Collected data entries

━━━

PR #372, opened 2018-09-29
Rust frontend

keram88:
This adds the front end and libraries for Rust support. The biggest thing that I think needs to be looked at is the way the `smack.rs` library is included (lines 221-231 in `frontend.py`). A directory named `smack` is created where the test file is, and a symbolic link to smack's `smack.rs` is placed there. This is needed to enable the ability to compile the program normally and still have it be verifiable by SMACK.

### DIFF
--- a/share/smack/lib/smack.rs
+++ b/share/smack/lib/smack.rs
@@ -454,51 +454,6 @@ macro_rules! vec {
   };  
 }
 
-// #[cfg(verifier = "smack")]
-// pub struct String {
-//     backing_store: Vec<u8>,
-// }
-
-// #[cfg(verifier = "smack")]
-// impl String {
-//   pub fn from(s: &str) -> String {
-//     let mut bs = vec![];
-//     // let bytes = s.as_bytes();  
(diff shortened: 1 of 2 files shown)


share/smack/lib/smack.rs
```diff
@@ -0,0 +1,532 @@
...
+      result
+    }
+  };  
+}
+
+// #[cfg(verifier = "smack")]
+// pub struct String {
+//     backing_store: Vec<u8>,
+// }
+
```
jjgarzella: Just for clarification, why is all of this commented out? I assume it was causing slowdowns or something?

zvonimir: Good point @jjgarzella. @keram88 please add a brief comment explaining why this is commented out. Then I'll approve it.

keram88: Shaobo and I were using `String` in a benchmark. The way I wrote it doesn't quite work the way Rust's `String` works. I've removed it instead.

PR #381, opened 2018-10-31
D compile

jjgarzella:
Fix a few issues with compiling D files. 

TODO: fix the commit history of this PR so it only has one commit


zvonimir:
Looks good to me. Not sure how you will fix the history, but yeah, would be good to do it.

jjgarzella:
It required a bit of nasty force updates, but we should be good now.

━━━

What you should do ▸
Exactly and without omission, set down every entry.

Solution to this problem ▸
PR #372, opened 2018-09-29
Rust frontend

keram88:
This adds the front end and libraries for Rust support. The biggest thing that I think needs to be looked at is the way the `smack.rs` library is included (lines 221-231 in `frontend.py`). A directory named `smack` is created where the test file is, and a symbolic link to smack's `smack.rs` is placed there. This is needed to enable the ability to compile the program normally and still have it be verifiable by SMACK.

### DIFF
--- a/share/smack/lib/smack.rs
+++ b/share/smack/lib/smack.rs
@@ -454,51 +454,6 @@ macro_rules! vec {
   };  
 }
 
-// #[cfg(verifier = "smack")]
-// pub struct String {
-//     backing_store: Vec<u8>,
-// }
-
-// #[cfg(verifier = "smack")]
-// impl String {
-//   pub fn from(s: &str) -> String {
-//     let mut bs = vec![];
-//     // let bytes = s.as_bytes();  
(diff shortened: 1 of 2 files shown)


share/smack/lib/smack.rs
```diff
@@ -0,0 +1,532 @@
...
+      result
+    }
+  };  
+}
+
+// #[cfg(verifier = "smack")]
+// pub struct String {
+//     backing_store: Vec<u8>,
+// }
+
```
jjgarzella: Just for clarification, why is all of this commented out? I assume it was causing slowdowns or something?

zvonimir: Good point @jjgarzella. @keram88 please add a brief comment explaining why this is commented out. Then I'll approve it.

keram88: Shaobo and I were using `String` in a benchmark. The way I wrote it doesn't quite work the way Rust's `String` works. I've removed it instead.

PR #381, opened 2018-10-31
D compile

jjgarzella:
Fix a few issues with compiling D files. 

TODO: fix the commit history of this PR so it only has one commit


zvonimir:
Looks good to me. Not sure how you will fix the history, but yeah, would be good to do it.

jjgarzella:
It required a bit of nasty force updates, but we should be good now.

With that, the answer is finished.